YOUR TASK:
Only lines containing the string "numbers" belong in the answer; copy all of them from the entries.

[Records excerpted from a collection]
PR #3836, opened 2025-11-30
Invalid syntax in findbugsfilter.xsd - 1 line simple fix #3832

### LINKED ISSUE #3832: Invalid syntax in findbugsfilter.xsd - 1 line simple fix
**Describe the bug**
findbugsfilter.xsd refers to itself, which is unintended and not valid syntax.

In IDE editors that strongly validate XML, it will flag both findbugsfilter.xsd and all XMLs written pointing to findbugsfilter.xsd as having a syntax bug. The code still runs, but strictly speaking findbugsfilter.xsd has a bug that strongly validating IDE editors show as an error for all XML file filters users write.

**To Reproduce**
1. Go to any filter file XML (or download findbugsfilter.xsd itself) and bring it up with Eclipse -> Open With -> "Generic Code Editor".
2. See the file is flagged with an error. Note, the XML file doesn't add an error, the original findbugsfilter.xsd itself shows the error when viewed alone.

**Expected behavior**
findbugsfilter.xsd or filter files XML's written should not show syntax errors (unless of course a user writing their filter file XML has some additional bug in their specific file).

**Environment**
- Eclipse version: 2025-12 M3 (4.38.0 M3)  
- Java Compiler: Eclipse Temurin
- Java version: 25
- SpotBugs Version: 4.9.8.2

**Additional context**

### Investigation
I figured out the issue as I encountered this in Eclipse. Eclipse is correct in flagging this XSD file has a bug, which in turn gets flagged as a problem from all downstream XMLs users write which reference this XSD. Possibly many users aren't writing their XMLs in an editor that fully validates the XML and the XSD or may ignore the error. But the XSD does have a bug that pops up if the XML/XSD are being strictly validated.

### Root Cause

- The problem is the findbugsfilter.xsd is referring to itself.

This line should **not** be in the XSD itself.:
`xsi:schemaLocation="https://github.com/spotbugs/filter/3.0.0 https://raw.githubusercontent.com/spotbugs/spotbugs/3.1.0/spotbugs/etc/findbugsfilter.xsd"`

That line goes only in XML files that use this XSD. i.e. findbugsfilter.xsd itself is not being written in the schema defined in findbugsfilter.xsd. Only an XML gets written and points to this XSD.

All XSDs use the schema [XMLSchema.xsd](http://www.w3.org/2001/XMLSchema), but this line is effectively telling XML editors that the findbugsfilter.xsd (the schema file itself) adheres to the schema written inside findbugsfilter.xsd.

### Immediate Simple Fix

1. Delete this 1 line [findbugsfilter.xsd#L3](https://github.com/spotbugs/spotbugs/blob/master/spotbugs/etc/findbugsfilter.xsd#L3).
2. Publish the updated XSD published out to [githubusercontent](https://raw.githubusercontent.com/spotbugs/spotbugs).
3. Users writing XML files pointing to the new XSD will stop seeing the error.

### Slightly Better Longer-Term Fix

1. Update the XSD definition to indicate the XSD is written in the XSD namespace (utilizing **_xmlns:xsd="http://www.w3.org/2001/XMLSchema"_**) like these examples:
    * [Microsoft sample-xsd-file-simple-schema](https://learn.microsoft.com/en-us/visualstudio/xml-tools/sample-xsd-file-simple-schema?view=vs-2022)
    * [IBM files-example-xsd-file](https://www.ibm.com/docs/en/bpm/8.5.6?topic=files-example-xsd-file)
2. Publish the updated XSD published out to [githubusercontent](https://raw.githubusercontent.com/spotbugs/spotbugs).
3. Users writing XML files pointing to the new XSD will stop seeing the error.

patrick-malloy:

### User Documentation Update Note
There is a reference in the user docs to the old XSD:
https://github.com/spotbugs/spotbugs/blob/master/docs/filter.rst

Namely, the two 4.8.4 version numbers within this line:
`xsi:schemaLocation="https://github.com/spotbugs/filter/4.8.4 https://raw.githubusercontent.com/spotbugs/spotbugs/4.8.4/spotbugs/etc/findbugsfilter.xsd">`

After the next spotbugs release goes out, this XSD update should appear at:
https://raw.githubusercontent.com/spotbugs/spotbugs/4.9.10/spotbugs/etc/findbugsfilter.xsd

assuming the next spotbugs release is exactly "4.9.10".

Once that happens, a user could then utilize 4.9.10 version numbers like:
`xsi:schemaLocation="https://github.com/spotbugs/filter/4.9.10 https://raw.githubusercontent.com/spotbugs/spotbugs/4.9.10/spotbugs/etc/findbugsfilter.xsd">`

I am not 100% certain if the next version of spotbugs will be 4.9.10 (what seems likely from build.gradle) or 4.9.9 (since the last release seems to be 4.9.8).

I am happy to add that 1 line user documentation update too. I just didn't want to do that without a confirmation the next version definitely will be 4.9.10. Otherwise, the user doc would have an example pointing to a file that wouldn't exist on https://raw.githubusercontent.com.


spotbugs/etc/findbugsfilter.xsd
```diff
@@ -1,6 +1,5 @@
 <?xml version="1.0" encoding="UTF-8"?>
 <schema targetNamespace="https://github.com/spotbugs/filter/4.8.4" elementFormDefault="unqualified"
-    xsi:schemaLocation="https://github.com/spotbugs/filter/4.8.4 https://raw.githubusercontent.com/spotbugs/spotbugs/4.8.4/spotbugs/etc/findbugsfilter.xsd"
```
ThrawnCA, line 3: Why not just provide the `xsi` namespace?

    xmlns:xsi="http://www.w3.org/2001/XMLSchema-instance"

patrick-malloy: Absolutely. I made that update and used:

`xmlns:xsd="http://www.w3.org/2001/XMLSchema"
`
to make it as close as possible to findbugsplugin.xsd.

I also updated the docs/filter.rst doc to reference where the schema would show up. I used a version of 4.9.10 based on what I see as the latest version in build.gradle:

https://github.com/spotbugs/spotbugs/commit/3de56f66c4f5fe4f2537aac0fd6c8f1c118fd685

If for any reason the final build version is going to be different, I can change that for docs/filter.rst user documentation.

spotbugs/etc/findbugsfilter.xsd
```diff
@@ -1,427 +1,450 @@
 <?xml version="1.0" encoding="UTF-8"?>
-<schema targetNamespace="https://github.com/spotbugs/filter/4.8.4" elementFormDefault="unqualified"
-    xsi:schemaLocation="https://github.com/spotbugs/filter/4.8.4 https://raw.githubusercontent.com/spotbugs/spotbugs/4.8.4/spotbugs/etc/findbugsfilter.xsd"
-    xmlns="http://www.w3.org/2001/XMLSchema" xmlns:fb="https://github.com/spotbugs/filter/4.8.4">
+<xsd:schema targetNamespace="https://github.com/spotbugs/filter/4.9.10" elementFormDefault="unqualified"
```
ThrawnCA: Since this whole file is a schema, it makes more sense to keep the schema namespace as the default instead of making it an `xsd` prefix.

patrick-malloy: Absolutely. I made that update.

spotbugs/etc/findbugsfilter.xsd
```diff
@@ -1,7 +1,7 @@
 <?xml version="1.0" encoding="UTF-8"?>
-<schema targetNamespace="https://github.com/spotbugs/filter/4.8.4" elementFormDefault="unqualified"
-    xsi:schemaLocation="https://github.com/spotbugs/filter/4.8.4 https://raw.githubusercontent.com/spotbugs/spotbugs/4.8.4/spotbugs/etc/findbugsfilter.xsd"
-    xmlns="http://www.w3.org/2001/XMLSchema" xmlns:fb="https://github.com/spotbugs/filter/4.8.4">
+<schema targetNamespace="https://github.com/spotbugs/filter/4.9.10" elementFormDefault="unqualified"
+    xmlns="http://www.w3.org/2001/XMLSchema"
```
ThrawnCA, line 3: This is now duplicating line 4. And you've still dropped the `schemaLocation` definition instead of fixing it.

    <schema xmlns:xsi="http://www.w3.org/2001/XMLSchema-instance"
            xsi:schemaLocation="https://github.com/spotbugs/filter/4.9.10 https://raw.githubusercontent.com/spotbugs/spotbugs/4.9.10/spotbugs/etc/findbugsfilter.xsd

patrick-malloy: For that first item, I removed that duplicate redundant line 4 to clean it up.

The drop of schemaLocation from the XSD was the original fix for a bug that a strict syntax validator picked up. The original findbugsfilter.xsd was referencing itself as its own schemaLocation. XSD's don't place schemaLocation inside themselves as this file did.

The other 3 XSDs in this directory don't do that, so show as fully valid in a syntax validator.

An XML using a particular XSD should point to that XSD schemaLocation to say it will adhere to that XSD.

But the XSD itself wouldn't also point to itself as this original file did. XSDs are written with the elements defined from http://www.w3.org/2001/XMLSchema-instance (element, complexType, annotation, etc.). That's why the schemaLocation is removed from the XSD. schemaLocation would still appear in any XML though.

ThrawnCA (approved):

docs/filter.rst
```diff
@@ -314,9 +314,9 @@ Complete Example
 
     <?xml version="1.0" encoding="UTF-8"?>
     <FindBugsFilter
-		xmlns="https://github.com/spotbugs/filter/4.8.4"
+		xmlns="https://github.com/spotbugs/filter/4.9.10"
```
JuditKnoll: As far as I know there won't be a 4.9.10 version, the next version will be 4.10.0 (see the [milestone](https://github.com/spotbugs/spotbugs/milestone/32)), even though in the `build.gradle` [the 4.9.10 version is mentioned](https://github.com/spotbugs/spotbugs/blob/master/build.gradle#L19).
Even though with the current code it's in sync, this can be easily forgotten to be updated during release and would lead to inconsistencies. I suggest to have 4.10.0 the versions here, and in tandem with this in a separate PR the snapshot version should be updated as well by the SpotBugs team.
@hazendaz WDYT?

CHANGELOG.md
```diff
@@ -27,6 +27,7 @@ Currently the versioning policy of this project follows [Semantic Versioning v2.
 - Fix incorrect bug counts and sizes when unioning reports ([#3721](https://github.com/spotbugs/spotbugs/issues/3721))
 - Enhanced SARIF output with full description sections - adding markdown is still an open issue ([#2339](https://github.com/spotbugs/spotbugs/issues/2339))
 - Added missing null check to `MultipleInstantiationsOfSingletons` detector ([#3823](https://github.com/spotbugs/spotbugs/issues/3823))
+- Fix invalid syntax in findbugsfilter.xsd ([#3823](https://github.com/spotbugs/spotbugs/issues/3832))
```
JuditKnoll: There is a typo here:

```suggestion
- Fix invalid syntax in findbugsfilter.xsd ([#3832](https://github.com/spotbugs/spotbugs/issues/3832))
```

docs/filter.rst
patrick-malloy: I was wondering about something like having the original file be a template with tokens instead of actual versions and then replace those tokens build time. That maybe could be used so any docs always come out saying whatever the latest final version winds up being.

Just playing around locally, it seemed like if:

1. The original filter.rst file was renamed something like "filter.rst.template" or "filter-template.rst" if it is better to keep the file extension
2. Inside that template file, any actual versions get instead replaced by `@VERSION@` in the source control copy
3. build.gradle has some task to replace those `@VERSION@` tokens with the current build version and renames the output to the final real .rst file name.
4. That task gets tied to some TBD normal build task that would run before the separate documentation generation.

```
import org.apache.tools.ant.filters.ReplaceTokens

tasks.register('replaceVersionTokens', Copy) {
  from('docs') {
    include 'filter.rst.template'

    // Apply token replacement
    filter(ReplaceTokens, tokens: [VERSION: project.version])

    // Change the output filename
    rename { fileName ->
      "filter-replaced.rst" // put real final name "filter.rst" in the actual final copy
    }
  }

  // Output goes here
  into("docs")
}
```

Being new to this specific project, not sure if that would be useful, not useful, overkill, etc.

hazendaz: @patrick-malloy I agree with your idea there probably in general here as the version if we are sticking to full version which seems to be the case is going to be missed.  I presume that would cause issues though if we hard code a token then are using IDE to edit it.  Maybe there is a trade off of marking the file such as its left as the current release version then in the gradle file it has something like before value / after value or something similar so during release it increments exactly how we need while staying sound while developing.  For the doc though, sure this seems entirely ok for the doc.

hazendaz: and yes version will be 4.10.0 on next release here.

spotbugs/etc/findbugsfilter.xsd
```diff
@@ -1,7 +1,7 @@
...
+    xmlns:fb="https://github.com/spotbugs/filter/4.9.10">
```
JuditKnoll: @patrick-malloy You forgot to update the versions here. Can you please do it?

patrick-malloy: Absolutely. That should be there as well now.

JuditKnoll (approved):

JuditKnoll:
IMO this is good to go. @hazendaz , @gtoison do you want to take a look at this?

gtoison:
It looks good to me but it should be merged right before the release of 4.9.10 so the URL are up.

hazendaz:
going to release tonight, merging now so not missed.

---

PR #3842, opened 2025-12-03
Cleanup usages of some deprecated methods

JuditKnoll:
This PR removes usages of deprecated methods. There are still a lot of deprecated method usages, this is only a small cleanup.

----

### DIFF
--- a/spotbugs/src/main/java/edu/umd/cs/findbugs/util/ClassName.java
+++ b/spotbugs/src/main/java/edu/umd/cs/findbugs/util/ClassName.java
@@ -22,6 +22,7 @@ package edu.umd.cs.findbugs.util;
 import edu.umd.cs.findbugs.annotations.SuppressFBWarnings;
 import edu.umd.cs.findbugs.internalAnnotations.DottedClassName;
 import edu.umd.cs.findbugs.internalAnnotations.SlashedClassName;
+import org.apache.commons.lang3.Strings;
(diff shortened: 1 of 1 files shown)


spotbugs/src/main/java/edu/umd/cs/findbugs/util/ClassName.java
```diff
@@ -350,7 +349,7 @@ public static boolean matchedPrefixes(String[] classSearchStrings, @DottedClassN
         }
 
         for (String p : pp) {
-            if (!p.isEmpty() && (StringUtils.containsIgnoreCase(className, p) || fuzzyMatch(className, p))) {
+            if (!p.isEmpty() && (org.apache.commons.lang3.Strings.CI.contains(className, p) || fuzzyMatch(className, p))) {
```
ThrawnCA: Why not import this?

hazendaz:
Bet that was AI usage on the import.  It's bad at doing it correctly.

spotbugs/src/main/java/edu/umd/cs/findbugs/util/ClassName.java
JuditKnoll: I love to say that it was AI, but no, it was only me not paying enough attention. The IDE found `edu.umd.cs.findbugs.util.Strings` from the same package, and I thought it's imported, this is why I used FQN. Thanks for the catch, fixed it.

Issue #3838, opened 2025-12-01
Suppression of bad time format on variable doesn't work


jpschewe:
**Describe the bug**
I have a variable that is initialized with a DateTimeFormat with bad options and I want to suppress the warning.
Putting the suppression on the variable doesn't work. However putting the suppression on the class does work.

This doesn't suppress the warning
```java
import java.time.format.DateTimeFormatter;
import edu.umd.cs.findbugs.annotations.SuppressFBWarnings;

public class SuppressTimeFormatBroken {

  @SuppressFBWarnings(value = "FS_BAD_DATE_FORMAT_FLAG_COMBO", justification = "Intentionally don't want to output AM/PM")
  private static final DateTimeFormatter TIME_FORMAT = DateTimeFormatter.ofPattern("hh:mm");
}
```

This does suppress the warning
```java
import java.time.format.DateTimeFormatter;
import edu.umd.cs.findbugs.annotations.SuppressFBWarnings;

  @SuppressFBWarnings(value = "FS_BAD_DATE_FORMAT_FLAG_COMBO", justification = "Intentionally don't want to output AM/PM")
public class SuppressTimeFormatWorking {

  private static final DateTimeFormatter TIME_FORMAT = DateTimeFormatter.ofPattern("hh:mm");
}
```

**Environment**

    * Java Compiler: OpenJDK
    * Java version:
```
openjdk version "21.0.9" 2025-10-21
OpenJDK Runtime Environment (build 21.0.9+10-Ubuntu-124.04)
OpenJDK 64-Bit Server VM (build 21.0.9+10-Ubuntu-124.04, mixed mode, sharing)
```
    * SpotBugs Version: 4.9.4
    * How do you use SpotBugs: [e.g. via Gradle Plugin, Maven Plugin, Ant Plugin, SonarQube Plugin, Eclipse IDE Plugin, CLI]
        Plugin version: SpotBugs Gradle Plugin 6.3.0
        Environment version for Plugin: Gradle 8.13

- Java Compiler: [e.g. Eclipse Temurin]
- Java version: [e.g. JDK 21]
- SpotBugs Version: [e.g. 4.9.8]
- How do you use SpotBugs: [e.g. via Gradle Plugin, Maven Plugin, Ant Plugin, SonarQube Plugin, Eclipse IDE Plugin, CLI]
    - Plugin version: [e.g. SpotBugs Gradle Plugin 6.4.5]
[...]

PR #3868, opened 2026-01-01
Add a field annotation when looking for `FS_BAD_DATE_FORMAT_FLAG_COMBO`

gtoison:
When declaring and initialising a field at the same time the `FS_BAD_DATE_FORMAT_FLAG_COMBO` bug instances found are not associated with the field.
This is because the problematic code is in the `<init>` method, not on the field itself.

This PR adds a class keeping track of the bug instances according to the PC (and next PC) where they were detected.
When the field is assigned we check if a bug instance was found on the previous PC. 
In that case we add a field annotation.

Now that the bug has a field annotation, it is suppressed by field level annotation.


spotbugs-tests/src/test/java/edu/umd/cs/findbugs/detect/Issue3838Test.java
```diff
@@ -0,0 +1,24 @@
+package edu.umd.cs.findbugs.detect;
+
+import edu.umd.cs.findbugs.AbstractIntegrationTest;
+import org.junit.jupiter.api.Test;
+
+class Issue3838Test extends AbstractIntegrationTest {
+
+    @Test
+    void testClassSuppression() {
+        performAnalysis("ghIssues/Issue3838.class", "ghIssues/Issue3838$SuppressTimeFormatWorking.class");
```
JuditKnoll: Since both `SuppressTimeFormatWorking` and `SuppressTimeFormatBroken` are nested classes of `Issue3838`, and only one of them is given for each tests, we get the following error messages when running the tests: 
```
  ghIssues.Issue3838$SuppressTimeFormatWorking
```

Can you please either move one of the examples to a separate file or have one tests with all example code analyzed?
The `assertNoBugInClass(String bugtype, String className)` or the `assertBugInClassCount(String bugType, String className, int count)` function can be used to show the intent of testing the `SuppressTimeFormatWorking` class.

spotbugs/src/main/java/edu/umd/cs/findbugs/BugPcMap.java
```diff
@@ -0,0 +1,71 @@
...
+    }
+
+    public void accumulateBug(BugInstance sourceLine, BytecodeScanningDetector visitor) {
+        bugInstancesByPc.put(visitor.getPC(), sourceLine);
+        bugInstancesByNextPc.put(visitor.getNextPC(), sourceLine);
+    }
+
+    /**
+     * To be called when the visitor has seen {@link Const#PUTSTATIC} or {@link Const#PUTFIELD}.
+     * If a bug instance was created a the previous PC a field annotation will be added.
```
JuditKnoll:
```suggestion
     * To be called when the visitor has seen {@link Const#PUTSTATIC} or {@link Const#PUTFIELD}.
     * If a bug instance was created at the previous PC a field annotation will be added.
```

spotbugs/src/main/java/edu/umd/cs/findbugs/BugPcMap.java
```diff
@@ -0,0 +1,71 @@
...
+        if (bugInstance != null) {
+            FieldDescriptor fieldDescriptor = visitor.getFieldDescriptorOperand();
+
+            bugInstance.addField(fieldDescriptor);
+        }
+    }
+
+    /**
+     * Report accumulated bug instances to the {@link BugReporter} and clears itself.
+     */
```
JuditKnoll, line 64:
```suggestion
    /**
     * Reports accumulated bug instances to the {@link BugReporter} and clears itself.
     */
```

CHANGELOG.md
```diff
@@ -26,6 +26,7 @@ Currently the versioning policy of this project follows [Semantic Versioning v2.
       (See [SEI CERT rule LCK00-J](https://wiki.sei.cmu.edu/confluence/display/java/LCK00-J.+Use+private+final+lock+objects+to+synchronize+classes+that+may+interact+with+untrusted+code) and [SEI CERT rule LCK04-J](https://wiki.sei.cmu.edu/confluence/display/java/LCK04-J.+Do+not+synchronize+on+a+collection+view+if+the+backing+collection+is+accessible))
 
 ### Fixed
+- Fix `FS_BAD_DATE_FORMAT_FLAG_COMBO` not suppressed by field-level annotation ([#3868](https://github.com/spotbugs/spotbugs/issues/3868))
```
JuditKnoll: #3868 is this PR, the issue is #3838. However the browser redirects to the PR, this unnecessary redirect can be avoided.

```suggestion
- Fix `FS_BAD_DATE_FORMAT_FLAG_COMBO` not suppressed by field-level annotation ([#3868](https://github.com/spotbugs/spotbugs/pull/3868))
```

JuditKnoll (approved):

==

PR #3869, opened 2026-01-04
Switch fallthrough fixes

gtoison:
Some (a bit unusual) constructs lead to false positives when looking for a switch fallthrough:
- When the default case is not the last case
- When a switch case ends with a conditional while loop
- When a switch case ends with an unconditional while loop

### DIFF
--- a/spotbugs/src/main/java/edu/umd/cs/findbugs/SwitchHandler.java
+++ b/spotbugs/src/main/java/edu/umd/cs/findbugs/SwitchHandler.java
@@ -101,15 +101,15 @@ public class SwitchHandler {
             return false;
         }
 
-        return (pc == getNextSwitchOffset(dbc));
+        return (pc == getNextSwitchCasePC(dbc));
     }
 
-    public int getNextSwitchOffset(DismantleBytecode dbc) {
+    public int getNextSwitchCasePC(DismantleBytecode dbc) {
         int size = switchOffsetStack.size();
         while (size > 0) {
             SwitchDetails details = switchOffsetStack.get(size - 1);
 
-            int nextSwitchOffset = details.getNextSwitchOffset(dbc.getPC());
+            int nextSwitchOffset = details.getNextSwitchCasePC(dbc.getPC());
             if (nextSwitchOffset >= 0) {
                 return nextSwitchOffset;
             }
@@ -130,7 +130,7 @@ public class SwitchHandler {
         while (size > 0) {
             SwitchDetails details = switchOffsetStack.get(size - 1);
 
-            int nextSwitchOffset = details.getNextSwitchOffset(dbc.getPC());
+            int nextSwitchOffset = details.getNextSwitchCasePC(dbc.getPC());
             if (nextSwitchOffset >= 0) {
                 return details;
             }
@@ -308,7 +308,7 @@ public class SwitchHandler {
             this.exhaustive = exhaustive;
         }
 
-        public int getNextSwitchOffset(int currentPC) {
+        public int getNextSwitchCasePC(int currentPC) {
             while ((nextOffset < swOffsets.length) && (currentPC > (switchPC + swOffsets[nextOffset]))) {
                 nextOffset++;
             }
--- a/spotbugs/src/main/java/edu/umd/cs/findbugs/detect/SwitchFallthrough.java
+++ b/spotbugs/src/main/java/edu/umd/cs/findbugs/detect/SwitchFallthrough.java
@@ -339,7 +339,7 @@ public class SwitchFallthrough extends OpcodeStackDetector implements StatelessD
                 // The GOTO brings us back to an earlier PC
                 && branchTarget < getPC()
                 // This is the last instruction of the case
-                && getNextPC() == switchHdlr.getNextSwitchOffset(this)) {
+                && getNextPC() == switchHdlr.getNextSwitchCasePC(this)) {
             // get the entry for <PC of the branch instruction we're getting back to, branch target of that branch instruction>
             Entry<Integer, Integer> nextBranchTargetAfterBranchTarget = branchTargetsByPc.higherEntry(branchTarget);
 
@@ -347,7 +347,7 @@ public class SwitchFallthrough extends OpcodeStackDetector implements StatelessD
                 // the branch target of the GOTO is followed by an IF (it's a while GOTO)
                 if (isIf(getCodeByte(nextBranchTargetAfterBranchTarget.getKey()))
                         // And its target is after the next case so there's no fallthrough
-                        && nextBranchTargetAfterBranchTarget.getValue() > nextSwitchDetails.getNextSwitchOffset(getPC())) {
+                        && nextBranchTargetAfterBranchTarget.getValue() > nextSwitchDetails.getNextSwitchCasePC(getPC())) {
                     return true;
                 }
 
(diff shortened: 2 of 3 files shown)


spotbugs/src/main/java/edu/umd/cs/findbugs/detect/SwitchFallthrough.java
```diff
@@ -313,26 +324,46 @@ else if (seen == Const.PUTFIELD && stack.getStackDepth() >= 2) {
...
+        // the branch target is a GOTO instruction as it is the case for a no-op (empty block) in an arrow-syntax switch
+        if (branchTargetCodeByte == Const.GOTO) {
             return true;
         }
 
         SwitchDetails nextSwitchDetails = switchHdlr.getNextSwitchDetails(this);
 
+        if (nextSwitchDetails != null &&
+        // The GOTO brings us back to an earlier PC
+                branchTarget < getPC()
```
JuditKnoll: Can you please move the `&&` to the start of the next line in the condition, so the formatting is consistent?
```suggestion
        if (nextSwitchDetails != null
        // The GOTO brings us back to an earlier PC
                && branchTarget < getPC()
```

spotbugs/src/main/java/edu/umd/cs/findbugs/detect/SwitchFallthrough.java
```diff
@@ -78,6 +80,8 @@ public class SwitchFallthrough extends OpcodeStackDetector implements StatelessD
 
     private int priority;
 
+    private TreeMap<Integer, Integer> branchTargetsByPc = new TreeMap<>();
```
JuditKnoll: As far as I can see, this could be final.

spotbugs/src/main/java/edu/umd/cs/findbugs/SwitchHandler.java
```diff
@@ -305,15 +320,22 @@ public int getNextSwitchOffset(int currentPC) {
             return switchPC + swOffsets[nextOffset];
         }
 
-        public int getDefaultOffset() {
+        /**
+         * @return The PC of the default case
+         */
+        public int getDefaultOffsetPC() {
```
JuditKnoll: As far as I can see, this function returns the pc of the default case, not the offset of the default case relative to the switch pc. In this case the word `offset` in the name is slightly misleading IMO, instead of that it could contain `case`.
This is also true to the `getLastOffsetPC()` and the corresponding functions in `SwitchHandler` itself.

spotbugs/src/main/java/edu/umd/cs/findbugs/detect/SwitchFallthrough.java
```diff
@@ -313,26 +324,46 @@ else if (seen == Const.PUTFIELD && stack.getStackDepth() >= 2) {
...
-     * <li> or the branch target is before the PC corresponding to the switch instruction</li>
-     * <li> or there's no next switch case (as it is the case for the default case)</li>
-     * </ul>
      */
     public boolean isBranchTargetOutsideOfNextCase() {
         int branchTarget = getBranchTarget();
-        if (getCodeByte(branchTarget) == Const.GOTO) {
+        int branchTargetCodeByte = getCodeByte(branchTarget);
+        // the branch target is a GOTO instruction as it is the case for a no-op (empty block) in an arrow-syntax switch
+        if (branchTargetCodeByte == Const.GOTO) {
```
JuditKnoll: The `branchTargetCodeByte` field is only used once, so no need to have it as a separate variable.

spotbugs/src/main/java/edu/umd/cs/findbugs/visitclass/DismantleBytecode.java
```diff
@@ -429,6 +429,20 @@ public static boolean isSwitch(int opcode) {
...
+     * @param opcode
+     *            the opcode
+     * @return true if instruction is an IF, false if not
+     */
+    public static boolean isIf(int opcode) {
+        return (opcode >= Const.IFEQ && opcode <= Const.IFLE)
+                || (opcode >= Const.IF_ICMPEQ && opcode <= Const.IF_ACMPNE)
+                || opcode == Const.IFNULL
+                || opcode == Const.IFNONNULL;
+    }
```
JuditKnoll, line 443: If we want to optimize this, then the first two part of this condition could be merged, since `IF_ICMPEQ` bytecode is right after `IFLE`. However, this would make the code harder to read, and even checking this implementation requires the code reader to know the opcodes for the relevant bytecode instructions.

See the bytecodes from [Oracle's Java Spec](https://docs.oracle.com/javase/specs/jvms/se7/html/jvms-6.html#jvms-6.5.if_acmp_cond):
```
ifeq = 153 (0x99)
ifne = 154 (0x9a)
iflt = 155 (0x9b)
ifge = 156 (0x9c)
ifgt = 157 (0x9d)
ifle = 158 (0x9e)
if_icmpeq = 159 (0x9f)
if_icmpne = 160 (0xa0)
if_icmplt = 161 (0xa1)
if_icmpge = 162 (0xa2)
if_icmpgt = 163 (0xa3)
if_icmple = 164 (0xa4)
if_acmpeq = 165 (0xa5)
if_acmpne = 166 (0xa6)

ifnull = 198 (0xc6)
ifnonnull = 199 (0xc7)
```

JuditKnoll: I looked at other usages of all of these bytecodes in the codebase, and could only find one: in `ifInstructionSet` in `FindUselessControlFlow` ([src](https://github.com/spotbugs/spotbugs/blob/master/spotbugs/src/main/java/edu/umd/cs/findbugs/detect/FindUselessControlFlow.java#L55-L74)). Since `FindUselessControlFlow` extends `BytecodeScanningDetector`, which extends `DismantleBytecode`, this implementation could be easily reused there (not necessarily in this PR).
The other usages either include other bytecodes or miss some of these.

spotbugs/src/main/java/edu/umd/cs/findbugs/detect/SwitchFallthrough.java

WRITTEN ANSWER:
Namely, the two 4.8.4 version numbers within this line:
Once that happens, a user could then utilize 4.9.10 version numbers like:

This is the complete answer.